## [Problem to work on]
A verbatim copy of the data below is the required output.

============================================================

PR #1064, opened 2022-11-10
fix: didcomm message handler should attempt to pass message to other handlers

### LINKED ISSUE #944: DIDComm message handler breaks out of message handler flow
Once a DIDComm v2 message is unpacked, no further messageHandlers are executed. Maybe this is intended behavior, but I was expecting to use subsequent message handlers to perform more processing on the message.

The fix would be easy, changing line 124 of the DidComm message-handler.ts from "return message" to "return super.handle(message, context)".

nickreynolds:

fixes #944

## What is being changed
DIDComm Message Handler should attempt to forward message to downstream handlers (but should not fail if none handle message)

## Quality
Check all that apply:
* [ ] I added unit tests.

### DIFF
--- a/__tests__/shared/didCommAndDataStoreWithCredentials.ts
+++ b/__tests__/shared/didCommAndDataStoreWithCredentials.ts
@@ -1,0 +1,193 @@
+// noinspection ES6PreferShortImport
+
+import {
+  IAgentOptions,
+  IDIDManager,
+  IEventListener,
+  IIdentifier,
+  IKeyManager,
+  IResolver,
+  TAgent,
+} from '../../packages/core/src'
+import { IDIDComm, IPackedDIDCommMessage } from '../../packages/did-comm/src'
+import { v4 } from "uuid"
+import { VerifiableCredential } from '@veramo/core'
+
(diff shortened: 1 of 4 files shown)


__tests__/shared/didCommAndDataStoreWithCredentials.ts
```diff
@@ -0,0 +1,193 @@
...
+      const verifiableCredential = await vc(creator, 'lds')
+      const packedMessage = await packed(verifiableCredential)
+
+      await agent.sendDIDCommMessage({        
+        messageId: 'test-jwt-success',
+        packedMessage,
+        recipientDidUrl: sender.did,
+      })
+      const messages = await agent.dataStoreORMGetMessagesCount({})
+      expect(messages).toEqual(2)
```
mirceanis, line 151: testing message flow by count is prone to some weird test failures when multiple tests produce messages.

It would be better to use message IDs, or something else to check if they get processed correctly.

mirceanis (changes requested):
This is a very nice fix that also doesn't introduce a breaking change, which I would have expected for #944. Great work!

The test cases can be improved a little bit; please see my comments.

============================================================

## [Output]
PR #1064, opened 2022-11-10
fix: didcomm message handler should attempt to pass message to other handlers

### LINKED ISSUE #944: DIDComm message handler breaks out of message handler flow
Once a DIDComm v2 message is unpacked, no further messageHandlers are executed. Maybe this is intended behavior, but I was expecting to use subsequent message handlers to perform more processing on the message.

The fix would be easy, changing line 124 of the DidComm message-handler.ts from "return message" to "return super.handle(message, context)".

nickreynolds:

fixes #944

## What is being changed
DIDComm Message Handler should attempt to forward message to downstream handlers (but should not fail if none handle message)

## Quality
Check all that apply:
* [ ] I added unit tests.

### DIFF
--- a/__tests__/shared/didCommAndDataStoreWithCredentials.ts
+++ b/__tests__/shared/didCommAndDataStoreWithCredentials.ts
@@ -1,0 +1,193 @@
+// noinspection ES6PreferShortImport
+
+import {
+  IAgentOptions,
+  IDIDManager,
+  IEventListener,
+  IIdentifier,
+  IKeyManager,
+  IResolver,
+  TAgent,
+} from '../../packages/core/src'
+import { IDIDComm, IPackedDIDCommMessage } from '../../packages/did-comm/src'
+import { v4 } from "uuid"
+import { VerifiableCredential } from '@veramo/core'
+
(diff shortened: 1 of 4 files shown)


__tests__/shared/didCommAndDataStoreWithCredentials.ts
```diff
@@ -0,0 +1,193 @@
...
+      const verifiableCredential = await vc(creator, 'lds')
+      const packedMessage = await packed(verifiableCredential)
+
+      await agent.sendDIDCommMessage({        
+        messageId: 'test-jwt-success',
+        packedMessage,
+        recipientDidUrl: sender.did,
+      })
+      const messages = await agent.dataStoreORMGetMessagesCount({})
+      expect(messages).toEqual(2)
```
mirceanis, line 151: testing message flow by count is prone to some weird test failures when multiple tests produce messages.

It would be better to use message IDs, or something else to check if they get processed correctly.

mirceanis (changes requested):
This is a very nice fix that also doesn't introduce a breaking change, which I would have expected for #944. Great work!

The test cases can be improved a little bit; please see my comments.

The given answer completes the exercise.